Developers who were focused on fixing issues relied on the operations team to send them the debugging information needed to resolve problems. A request for visibility around a specific event, like a 404 error, required operations to create a custom script. It often took 24 hours to deliver these to development. Manual processes like this hindered IT productivity and impacted service levels. Beyond this, when someone needed access to sensitive data, this raised a security and compliance dilemma. Should they risk a penalty or fine by providing the required access or create a roadblock for a developer who was just trying to do his job?

Enter Splunk

Genius.com gave their entire customer support team access to Splunk--from the tier one staffers who take initial calls up the escalation path to the senior developers. With Splunk they gained a secure, realtime view across their infrastructure without compromising security or compliance. Developers now have a direct view into operational data, which is critical to quickly fix problems on the production cloud. Further, Genius.com is staying ahead of critical issues by using Splunk for monitoring and alerting.

The 24 x 7 Network Operations Center (NOC) uses Splunk and Nagios consoles side-by-side to monitor the application environment. If, for example, the customizedNagios monitoring system sends out an alert that a daemon has died, the NOC team responds by restarting the daemon and then uses Splunk to search for the error that caused the failure. They send the logs surrounding this event to their in-house bug tracking system, quickly and thoroughly reporting this issue as a defect. Using Splunk alerting, they can now proactively monitor to resolve potential and future product issues

Splunk has also helped the Genius team establish a baseline understanding of their environment. The baseline, coupled with Splunk alerting, prevented a potential security and performance problem with their DNS servers. When the NOC identified 4000 events coming in from India, they knew this was abnormal.
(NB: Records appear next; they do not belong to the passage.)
PR #90, opened 2019-07-01
Updated documentation for automation

waabid:
#### Describe the change

This updates the documentation for how to consume and use AxeWindows for automation purposes.

### DIFF
--- a/docs/Automation.md
+++ b/docs/Automation.md
@@ -19,9 +19,9 @@ a solution where you can make those calls from separate processes.
 
 Consumers should look to follow the processs below:
 
-1. Create `Config` using `ConfigBuilder`
-2. Create `Scanner` using `Config` created in step 1.
-3. Run `Scan` method on `Scanner` object.
+1. Create a `Config` object using the `ConfigBuilder` class
+2. Create a `Scanner` object using the `Config` object created in step 1.
+3. Run the `Scan` method on the `Scanner` object.
 4. Analyze the returned `ScanResults` object for your respective needs.
 
 The details of these objects/methods are below.
@@ -94,6 +94,24 @@ The **Errors** property contains **ScanResult** objects which are the result of 
 Rule | `RuleInfo` | Information about the rule (description, how to fix information, etc.) that was evaluated on the element.
 Element | `ElementInfo` | The element which was tested against the rule.
 
+`RuleInfo` contains the following properties:
+
+**Name** | **Type** | **Description**
+---|---|---
+ID | `RuleId` | Contains a unique identifier for the rule from the RuleId enumeration.
+Description | `string` | Contains a short description of the rule.
+HowToFix | `string` | Detailed information on how to resolve a violation reported by the rule.
+Standard | `A11yCriteriaId` | An enum which identifies the standards documentation from which the rule was derived.
+PropertyID | `int` | In cases where the rule tests one specific UI Automation property, this contains the UI Automation property ID in question. This property is used to link elements with rule violations to relevant documentation.
+Condition | 'string' | A description of the conditions under which a rule will be evaluated.
+
+`ElementInfo` contains the following properties:
+
+**Name** | **Type** | **Description**
+---|---|---
+Properties | `Dictionary<string, string>` | A string to string dictionary where the key is a UIAutomation property name and the value is the corresponding UI Automation property value.
+Patterns | `IEnumerable<string>` | A list of names of supported patterns.
+
 ### Using the assembly
 You can get the files via a NuGet package Configure NuGet to retrieve the
 **Axe.Windows** package from
@@ -101,8 +119,7 @@ You can get the files via a NuGet package Configure NuGet to retrieve the
 then use the classes in the Axe.Windows.Automation namespace (see
 example below):
 
--   Prerequisite: Your project *must* use .NET 4.7.1 (this is required by
-    Accessibility Insights).
+-   Prerequisite: Your project *must* use .NET 4.7.1 (this is required by Axe-Windows).
 -   If you’re using NuGet, add the appropriate feed to your project.
 -   Add **using Axe.Windows.Automation;** to your code.
 -   Follow the steps in **How To Use**.
@@ -122,19 +139,17 @@ example below):
             /// </summary>
             static void Main(string[] args)
             {
-                string TestAppPath = Path.GetFullPath("../myApplication.exe");
-                string OutputDir = Path.GetFullPath("./TestOutput");
-                Process TestProcess = Process.Start(TestAppPath);
-                var config = Config.Builder.ForProcessId(TestProcess.Id)
-                    .WithOutputDirectory(OutputDir)
+                string testAppPath = Path.GetFullPath("..\myApplication.exe");
+                string outputDir = Path.GetFullPath(".\TestOutput");
+                Process testProcess = Process.Start(testAppPath);
+                var config = Config.Builder.ForProcessId(testProcess.Id)
+                    .WithOutputDirectory(outputDir)
                     .WithOutputFileFormat(OutputFileFormat.A11yTest)
                     .Build();
 
                 var scanner = ScannerFactory.CreateScanner(config);
 
                 var output = scanner.Scan();
-
-                var regexForExpectedFile = $"{OutputDir.Replace("\\", "\\\\")}.*\\.a11ytest";
 
                 Assert.IsTrue(output.ErrorCount == 0);
             }
--- a/docs/Automation.md
+++ b/docs/Automation.md
@@ -15,7 +15,7 @@ AxeWindows functionality to automation systems.
         myConfigBuilder.WithOutputFileFormat(OutputFileFormat.A11yTest);
 
         // Optional: configure to output the file to a specific directory (otherwise, current directory will be used)
-        myConfigBuilder.WithOutputFileFormat(OutputFileFormat.A11yTest);
+        myConfigBuilder.WithOutputDirectory(".\test-directory");
 
         // Ready to use config
         var myConfig = myConfigBuilder.build();
@@ -47,7 +47,7 @@ A [complete code example](#example) can be found below.
 
 #### Config.Builder
 
-##### ForProcessId (static)
+##### *static* ForProcessId
 Create the builder for the config for the specified process.
 
 ##### Parameters
@@ -66,7 +66,7 @@ The **ForProcessId** method returns an instance of **Config.Builder**.
 
 Specify the type(s) of output files you wish AxeWindows to create.
 
-The [`OutputFileFormat` enum](../src/Automation/enums/OutputFileFormat.cs), currently has the following possible values:
+The [`OutputFileFormat` enum](../src/Automation/enums/OutputFileFormat.cs) currently has the following possible values:
 
 **Name** | **Value** | **Description**
 ---|---|---
@@ -79,7 +79,7 @@ The **WithOutputFileFormat** method accepts the following parameters:
 
 **Name** | **Type** | **Description**
 ---|---|---
-format | `OutputFileFormat` | The type(s) of output files you wish AxeWindows to create. No output files will be created if this is left unspecified. The default value is `None`.
+format | `OutputFileFormat` | The type(s) of output files you wish AxeWindows to create. No output files will be created if this is left unspecified or 0 errors are found. The default value is `None`.
 
 ##### Return object
 
@@ -165,7 +165,7 @@ Description | `string` | Contains a short description of the rule.
 HowToFix | `string` | Detailed information on how to resolve a violation reported by the rule.
 Standard | `A11yCriteriaId` | An enum which identifies the standards documentation from which the rule was derived.
 PropertyID | `int` | In cases where the rule tests one specific UI Automation property, this contains the UI Automation property ID in question. This property is used to link elements with rule violations to relevant documentation.
-Condition | 'string' | A description of the conditions under which a rule will be evaluated.
+Condition | `string` | A description of the conditions under which a rule will be evaluated.
 
 `ElementInfo` contains the following properties:
 
@@ -175,7 +175,7 @@ Properties | `Dictionary<string, string>` | A string to string dictionary where 
 Patterns | `IEnumerable<string>` | A list of names of supported patterns.
 
 ### Using the assembly
-You can get the files via a NuGet package Configure NuGet to retrieve the
+You can get the files via a NuGet package; configure NuGet to retrieve the
 **Axe.Windows** package from
 <https://api.nuget.org/v3/index.json>,
 then use the classes in the Axe.Windows.Automation namespace (see
@@ -184,7 +184,7 @@ example below):
 -   Prerequisite: Your project *must* use .NET 4.7.1 (this is required by Axe-Windows).
 -   If you’re using NuGet, add the appropriate feed to your project.
 -   Add **using Axe.Windows.Automation;** to your code.
--   Follow the steps in **How To Use**.
+-   Follow the steps in [How To Run An Automated Scan](#how-to-run-an-automated-scan).
 
 #### Example
 ```
@@ -211,13 +211,15 @@ example below):
 
                 var scanner = ScannerFactory.CreateScanner(config);
 
-                try {
+                try
+                {
                     var output = scanner.Scan();
                     Assert.IsTrue(output.ErrorCount == 0);
                 }
-                catch(AxeWindowsAutomationException e) {
+                catch(AxeWindowsAutomationException e)
+                {
                     var errorMessage = e.InnerException != null ? e.InnerException.Message : e.Message;
-                    Assert.IsTrue(false, errorMessage);
+                    Assert.Fail(errorMessage);
                 }
             }
         }
--- a/docs/Automation.md
+++ b/docs/Automation.md
@@ -3,12 +3,7 @@
 ### Overview
 To enable various automation scenarios, we have created an assembly
 (`Axe.Windows.Automation.dll`) that exposes a subset of core
-AxeWindows functionality to automation systems. This can be used in
-a variety of ways, including as part of a standalone test system, 
-PowerShell script, or CI/CD solution. One or more scans can be
-performed during a test run and the outputs will be saved to disk. No UI is
-provided in automation mode, and the code is intended to be compatible with
-Windows 7 or newer.
+AxeWindows functionality to automation systems.
 
 ### General Characteristics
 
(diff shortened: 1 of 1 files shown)


docs/Automation.md
```diff
@@ -20,164 +15,103 @@ and is not expected to change at any future time. If you have a scenario that
...
+#### How To Use (.NET)
 
-**Name** | **Type** | **Description**
----|---|---
-primaryConfig | `Dictionary<string, string>` | The set of Tier 2 parameters to apply during this session. See [Defined Constants](#defined-constants) for specific parameters.
-configFile | `string` | The full path to a file that contains JSON-serialized Tier 3 parameters. Can be `string.Empty`. Must point to a valid JSON-serialized file if non-empty.
+Consumers should look to follow the processs below:
 
-###### PowerShell
+1. Create `Config` using `ConfigBuilder`
```
DaveTryon: Let's flesh out the grammar:
```suggestion
1. Create a `Config` object using the `ConfigBuilder` class
```

docs/Automation.md
```diff
@@ -20,164 +15,103 @@ and is not expected to change at any future time. If you have a scenario that
...
+2. Create `Scanner` using `Config` created in step 1.
```
DaveTryon: Let's flesh out the grammar:
```suggestion
2. Create a `Scanner` object using the `Config` object created in step 1.
```

docs/Automation.md
```diff
@@ -20,164 +15,103 @@ and is not expected to change at any future time. If you have a scenario that
...
+3. Run `Scan` method on `Scanner` object.
```
DaveTryon: Let's flesh out the grammar:
```suggestion
3. Run the `Scan` method on the `Scanner` object.
```

docs/Automation.md
```diff
@@ -20,164 +15,103 @@ and is not expected to change at any future time. If you have a scenario that
...
-session is open (i.e., between the Start and Stop commands):
+##### Return object
 
-##### Inputs
+The **ForProcessId** method returns a **Config.Builder** object, which has the following methods:
 
-###### .NET
+**Name** | **Parameters** | **Output** | **Description**
+---|---|---|---
+WithOutputFileFormat | `(OutputFileFormat format)` | `Config.Builder` | Specify the type(s) of output files you wish AxeWindows to create. No output files will be created if this is left unspecified.
```
DaveTryon: >OutputFileFormat [](start = 25, length = 16)

Suggestion: Document this enum and make this be a link to the enum. The enum will only have 1 value for now, but we'll soon be adding a second value

docs/Automation.md
```diff
@@ -20,164 +15,103 @@ and is not expected to change at any future time. If you have a scenario that
...
-CommandConstStrings.NoViolationPolicy | “NoViolationPolicy” | Specifies how output files should be handled if no violations are found. <ul><li>**Discard** will discard the results file.<li>**Retain** will retain the results file.</ul>*Default value = **Retain***. Valid only as a Tier 3 setting.
-CommandConstStrings.Discard  | “Discard” | Value for NoViolationPolicy.
-CommandConstStrings.Retain | “Retain” | Value for NoViolationPolicy.
-CommandConstStrings.TeamName | “TeamName” | Value for Team name in telemetry.
+Rule | `RuleInfo` | Information about the rule (description, how to fix information, etc.) that was evaluated on the element.
```
DaveTryon: >RuleInfo [](start = 8, length = 8)

We should document what this is

docs/Automation.md
```diff
@@ -20,164 +15,103 @@ and is not expected to change at any future time. If you have a scenario that
...
+Element | `ElementInfo` | The element which was tested against the rule.
```
DaveTryon: >ElementInfo [](start = 11, length = 11)

We should document what this is

docs/Automation.md
```diff
@@ -188,78 +122,22 @@ Sample `C#` code—this is interactive, but yours doesn’t need to be:
...
-                        { CommandConstStrings.OutputFile, autoFileId++.ToString() },
-                    };
-                    Console.WriteLine(SnapshotCommand.Execute(snapshotParameters).ToString());
-                }
-                Console.WriteLine(StopCommand.Execute().ToString());
-            }
-        }
-    }
-```
+                string TestAppPath = Path.GetFullPath("../myApplication.exe");
```
DaveTryon: >/ [](start = 57, length = 1)

We generally use backslash (.NET framework cross-platform support is very limited)

DaveTryon: >T [](start = 23, length = 1)

Stylistically, local variables generally start with a lower case letter

docs/Automation.md
```diff
@@ -188,78 +122,22 @@ Sample `C#` code—this is interactive, but yours doesn’t need to be:
...
-    Start-Sleep 2
-    $appProcId=get-process notepad |select -expand id
-    Invoke-Snapshot -OutputFile notepadSnapshot -TargetProcessId $appProcId
-    Stop-Process -Id $appProcId
-    Stop-AxeWindows
-```
+                var output = scanner.Scan();
 
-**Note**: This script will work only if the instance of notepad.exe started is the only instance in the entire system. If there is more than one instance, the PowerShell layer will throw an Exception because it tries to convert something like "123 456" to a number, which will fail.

Once they had the IP address and a timeframe, they analyzed and understood the pattern, then coordinated remediation to block the IP address. Although the team members addressing this problem worked remotely, the common view provided by Splunk simplified collaboration and accelerated resolution.

Breakthroughs

With Genius.com's accelerated growth and cloud business model, the company doesn't have time for inefficiency. Splunk has made a huge impact in this area, reducing 24-hour turn-around times to minutes and better equipping both development and operations to respond, react and be more proactive in identifying and resolving problems. As a result, Splunk helps maintain the high availability of Genius' cloud-based service supporting service-levels and customer satisfaction and retention initiatives.

Not only has Splunk helped the Genius.com network operations operations team manage its infrastructure, it helps the company meet important SaaS criteria. As the centralized logging component of their cloud infrastructure, Splunk helped Genius meet a critical SAS 70 requirement—a common selection criteria when evaluating SaaS offerings. The addition of Splunk has made that an easy check mark.